What to produce: Find every line below with "shortened" in it and give only how many there are.

------------------------------

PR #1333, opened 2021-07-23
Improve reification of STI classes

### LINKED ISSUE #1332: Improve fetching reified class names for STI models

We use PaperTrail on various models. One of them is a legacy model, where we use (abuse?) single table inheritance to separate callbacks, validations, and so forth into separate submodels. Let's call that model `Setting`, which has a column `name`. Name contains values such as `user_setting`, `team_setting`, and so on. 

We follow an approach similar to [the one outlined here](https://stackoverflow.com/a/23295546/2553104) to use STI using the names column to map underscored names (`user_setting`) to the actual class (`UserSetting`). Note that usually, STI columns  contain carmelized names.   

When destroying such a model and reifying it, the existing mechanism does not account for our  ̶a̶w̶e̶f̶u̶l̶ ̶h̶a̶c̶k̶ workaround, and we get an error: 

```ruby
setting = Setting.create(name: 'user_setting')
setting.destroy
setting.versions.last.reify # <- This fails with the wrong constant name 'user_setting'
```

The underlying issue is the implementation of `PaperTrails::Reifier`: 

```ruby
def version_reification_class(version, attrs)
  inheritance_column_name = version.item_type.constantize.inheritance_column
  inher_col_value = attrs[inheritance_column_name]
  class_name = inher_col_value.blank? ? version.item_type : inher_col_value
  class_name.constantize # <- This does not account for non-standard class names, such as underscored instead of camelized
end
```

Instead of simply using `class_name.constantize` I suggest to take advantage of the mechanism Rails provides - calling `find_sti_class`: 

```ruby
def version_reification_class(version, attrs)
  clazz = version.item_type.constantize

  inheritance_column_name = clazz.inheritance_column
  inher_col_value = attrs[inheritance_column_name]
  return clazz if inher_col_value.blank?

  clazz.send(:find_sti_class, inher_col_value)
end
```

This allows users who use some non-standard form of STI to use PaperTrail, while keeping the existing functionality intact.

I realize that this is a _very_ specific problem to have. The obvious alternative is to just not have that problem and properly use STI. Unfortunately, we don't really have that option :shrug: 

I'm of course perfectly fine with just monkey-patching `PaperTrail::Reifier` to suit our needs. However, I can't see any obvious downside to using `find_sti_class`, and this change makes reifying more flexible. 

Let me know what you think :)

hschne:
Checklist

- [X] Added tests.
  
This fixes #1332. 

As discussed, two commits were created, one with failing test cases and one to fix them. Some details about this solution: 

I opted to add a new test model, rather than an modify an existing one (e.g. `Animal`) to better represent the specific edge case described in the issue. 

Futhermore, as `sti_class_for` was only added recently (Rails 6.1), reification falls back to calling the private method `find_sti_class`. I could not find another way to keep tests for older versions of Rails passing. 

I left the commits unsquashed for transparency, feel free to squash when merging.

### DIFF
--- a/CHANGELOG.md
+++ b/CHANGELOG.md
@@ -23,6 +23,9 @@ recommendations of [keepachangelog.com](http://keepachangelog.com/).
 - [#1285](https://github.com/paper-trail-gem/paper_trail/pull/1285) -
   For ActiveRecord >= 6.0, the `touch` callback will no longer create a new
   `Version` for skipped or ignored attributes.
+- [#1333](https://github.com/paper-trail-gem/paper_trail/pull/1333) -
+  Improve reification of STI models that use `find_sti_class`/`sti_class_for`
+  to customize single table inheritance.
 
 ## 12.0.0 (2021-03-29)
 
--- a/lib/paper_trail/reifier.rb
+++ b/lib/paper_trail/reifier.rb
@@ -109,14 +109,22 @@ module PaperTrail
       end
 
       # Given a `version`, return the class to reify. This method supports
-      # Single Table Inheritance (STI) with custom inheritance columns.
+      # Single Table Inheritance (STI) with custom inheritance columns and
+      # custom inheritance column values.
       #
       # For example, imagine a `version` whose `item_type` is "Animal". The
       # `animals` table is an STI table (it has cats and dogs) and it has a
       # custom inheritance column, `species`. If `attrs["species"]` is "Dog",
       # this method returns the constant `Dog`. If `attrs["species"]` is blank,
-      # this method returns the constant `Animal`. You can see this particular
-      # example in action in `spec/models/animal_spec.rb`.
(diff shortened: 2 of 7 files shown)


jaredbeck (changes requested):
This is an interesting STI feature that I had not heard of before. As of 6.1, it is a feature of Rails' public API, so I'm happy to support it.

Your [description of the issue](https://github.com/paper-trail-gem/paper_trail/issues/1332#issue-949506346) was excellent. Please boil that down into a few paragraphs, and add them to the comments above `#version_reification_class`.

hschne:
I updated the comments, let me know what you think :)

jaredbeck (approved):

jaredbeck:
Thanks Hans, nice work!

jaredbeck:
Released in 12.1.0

------------------------------

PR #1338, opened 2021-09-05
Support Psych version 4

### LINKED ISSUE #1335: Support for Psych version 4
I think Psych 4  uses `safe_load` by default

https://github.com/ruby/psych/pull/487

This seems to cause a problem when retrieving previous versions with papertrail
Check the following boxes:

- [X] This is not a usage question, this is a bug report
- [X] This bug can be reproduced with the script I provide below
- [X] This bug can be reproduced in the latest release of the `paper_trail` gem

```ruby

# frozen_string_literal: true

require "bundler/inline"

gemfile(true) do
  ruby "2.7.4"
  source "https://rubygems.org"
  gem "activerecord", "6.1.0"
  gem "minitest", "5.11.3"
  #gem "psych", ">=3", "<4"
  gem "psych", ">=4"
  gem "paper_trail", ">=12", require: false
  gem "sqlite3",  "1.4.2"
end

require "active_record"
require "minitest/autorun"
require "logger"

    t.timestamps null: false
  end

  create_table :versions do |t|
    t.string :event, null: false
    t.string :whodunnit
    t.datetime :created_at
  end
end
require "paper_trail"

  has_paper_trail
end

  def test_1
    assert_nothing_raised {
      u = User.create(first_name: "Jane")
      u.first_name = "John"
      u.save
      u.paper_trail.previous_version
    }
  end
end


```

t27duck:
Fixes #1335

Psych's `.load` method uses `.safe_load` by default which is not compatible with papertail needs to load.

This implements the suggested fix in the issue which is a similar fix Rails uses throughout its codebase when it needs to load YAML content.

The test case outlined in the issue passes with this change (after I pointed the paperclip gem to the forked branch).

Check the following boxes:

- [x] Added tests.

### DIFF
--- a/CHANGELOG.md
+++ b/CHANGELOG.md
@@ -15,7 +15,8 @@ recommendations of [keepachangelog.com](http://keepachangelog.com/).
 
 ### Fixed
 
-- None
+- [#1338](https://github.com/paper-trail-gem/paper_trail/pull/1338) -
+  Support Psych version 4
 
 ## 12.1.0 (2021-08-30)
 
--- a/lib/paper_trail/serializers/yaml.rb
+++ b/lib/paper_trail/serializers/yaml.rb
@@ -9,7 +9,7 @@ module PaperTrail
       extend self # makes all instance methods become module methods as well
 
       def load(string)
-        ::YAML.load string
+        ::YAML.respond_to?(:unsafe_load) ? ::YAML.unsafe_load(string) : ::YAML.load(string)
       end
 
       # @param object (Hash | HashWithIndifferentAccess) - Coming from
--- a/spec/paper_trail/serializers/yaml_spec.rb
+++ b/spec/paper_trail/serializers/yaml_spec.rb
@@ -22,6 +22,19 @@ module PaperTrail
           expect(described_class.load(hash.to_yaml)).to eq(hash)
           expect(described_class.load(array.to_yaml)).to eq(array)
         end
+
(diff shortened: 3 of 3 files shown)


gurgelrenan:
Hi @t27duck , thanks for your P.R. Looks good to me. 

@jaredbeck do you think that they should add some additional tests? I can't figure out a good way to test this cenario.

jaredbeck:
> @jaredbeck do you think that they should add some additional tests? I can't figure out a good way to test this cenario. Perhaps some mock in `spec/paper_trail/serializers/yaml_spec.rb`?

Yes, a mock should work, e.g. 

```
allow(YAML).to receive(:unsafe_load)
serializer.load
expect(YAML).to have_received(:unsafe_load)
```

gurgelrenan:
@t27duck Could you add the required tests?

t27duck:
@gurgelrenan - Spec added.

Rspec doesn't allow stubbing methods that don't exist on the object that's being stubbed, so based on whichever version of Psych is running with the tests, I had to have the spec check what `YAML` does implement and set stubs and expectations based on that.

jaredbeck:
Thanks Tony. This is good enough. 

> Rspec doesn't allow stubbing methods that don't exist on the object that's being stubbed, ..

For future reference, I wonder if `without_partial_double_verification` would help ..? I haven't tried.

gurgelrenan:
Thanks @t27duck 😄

------------------------------

Result below: 2